Nel caso in cui riusciamo a cogliere lo stato d’animo della persona che abbiamo di fronte, come viviamo tutto ciò? Ci mettiamo nei suoi panni, provando anche noi gioia, dolore, riproducendo
un’emozione già vissuta, rivivendola, partecipandovi? Spesso l’esperienza altrui viene ricondotta nel
recinto della propria esperienza, oppure codificata secondo gli schemi impersonali delle spiegazioni
scientifiche. Edith Stein dà pieno significato all’esperienza dell’uscire da sé nel momento in cui ci si
rivolge al vissuto altrui: questa esperienza è giocata sul confine tra il sensibile e lo spirituale, l’interno
e l’esterno, in cui l’altro è di fronte come “esterno” ed “estraneo”, ma non nella forma di “oggettocosa”, quanto nella forma del “corpo-anima” della persona che mi chiama all’incontro, alla relazione.
Pertanto l’empatia è il fondamento di tutti gli atti (emotivi, cognitivi, volitivi, valutativi, narrativi...)
con cui viene colta la vita psichica altrui.
Secondo la teoria dell’imitazione, elaborata da Theodor Lipps, in me si realizza l’esperienza della vita
psichica estranea, mediante la quale imito (“non esteriormente, ma interiormente”) l’azione di un altro
o la sua reazione ad una corrispondente sopravvenienza (l’atto visto fare da lui), partecipando così al
vissuto interiore in tal modo espresso. “Allora giungo – scrive Edith Stein – in questo dato modo, non
al fenomeno del vissuto altrui, ma ad una mia propria esperienza, che l’azione vista fare dall’altro,
risveglia in me”.
Come l’imitazione, così anche l’associazione ad essa collegata, non conduce realmente a “cogliere la
vita psichica altrui”; in questo caso escludo le sensazioni che, in seguito ad una certa azione, io stesso
ho o ho avuto intorno alle sensazioni dell’altro. Il seguente è un caso esemplare proposto da Edith:
“Vedo qualcuno battere un piede rabbiosamente; mi viene in mente come io stessa ho battuto il piede
con rabbia; nello stesso tempo mi si rappresenta la rabbia che mi aveva allora colto, per cui dico a me
stessa: l’altro è ora arrabbiato come lo sono stata io. In questo modo ho ricevuto in rappresentazione
non il percepire dell’altro, ma la mia propria percezione richiamata alla memoria, e di qui proiettata
nell’altro”.
Lo stesso vale per la inferenza per analogia, che inferisce l’esperienza psichica dell’altro, semplicemente sapendo che di norma alcuni modi comportamentali esteriori determinano altrettante sensazioni
interiori.
L’empatia, così come Edith la intende, opera in un altro modo, che però è abbastanza difficile da
“definire”. È certamente distinguibile rispetto ad atti conoscitivi simili, ma non sufficientemente coglibile in definizioni positive. In che modo avvenga l’empatia, si può infatti solo descrivere e le parole
che la descrivono sono come delle finestre, attraverso cui siamo costretti a sbirciare la realtà significata. Possiamo intravedere l’empatia che avviene in un altro (un esempio evidente è rappresentato dalla
stessa Edith Stein, che è stata definita un “genio dell’amicizia”); ma possiamo anche intravedere, nella
propria coscienza, la capacità di potersi empatizzare nell’altro, nel suo dolore e nella sua gioia.

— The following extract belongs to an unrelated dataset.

PR #5194, opened 2021-06-13
feat: Switch GridViewBrowser to use StyleSelector

lukeblevins:
I think we are somewhat misusing the ChoosingItemContainer event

Tali finestre sulla comprensione dell’empatia le troviamo in parole come “trasposizione empatizzante”, “esperienza vitale della coscienza altrui”, oppure “endosensazione” (Einempfinden); in frasi come:
“empatizzando non tiriamo alcuna conseguenza, ma abbiamo il vissuto come esperienza estranea che
viene data con il carattere dell’esperienza” e: “l’empatia pone immediatamente l’essere come atto
esperienziale e raggiunge il suo oggetto direttamente”; oppure
quando Edith descrive l’atto conoscitivo dell’empatia come una
percezione, “in cui sono presso l’altro Io e rendo esplicita la sua
esperienza vitale postvivendola”.
Scrive Edith Stein, in una sorta di riepilogo di questi concetti:
“Mentre cerco di chiarire a me stessa lo stato d’animo nel quale
l’altro si trova, questo non è più oggetto in senso proprio, ma mi ha
coinvolto in sé. Ora non sono più rivolto verso di lui, ma sono in
lui rivolto verso il suo oggetto... Empatizzando la gioia dell’altro,
io non provo alcuna gioia originaria, questa non sgorga viva dal
mio io e nemmeno ha il carattere di essere stata viva una volta,
come la gioia ricordata, tanto meno quello di essere puramente
fantasticata senza vita reale... Nel mio vissuto non originario, mi
sento lo stesso accompagnata da un vissuto originario che non è
vissuto da me e tuttavia esiste e si manifesta nel mio vissuto non
originario”.
L’empatia, pertanto, attesta la possibilità della comunicazione
dell’esperienza non perché due soggetti diventino uno, si confondano o trovino un’analogia, ma perché è possibile riferirsi ad una
realtà che non siamo noi e non è una cosa, ma è la realtà vissuta da
un altro essere umano. Per dare piena verità a questo significato di
empatia, non come immedesimazione o immediata partecipazione
emotiva, ma come differenza, discontinuità tra me e l’altro, occorre entrare in relazione.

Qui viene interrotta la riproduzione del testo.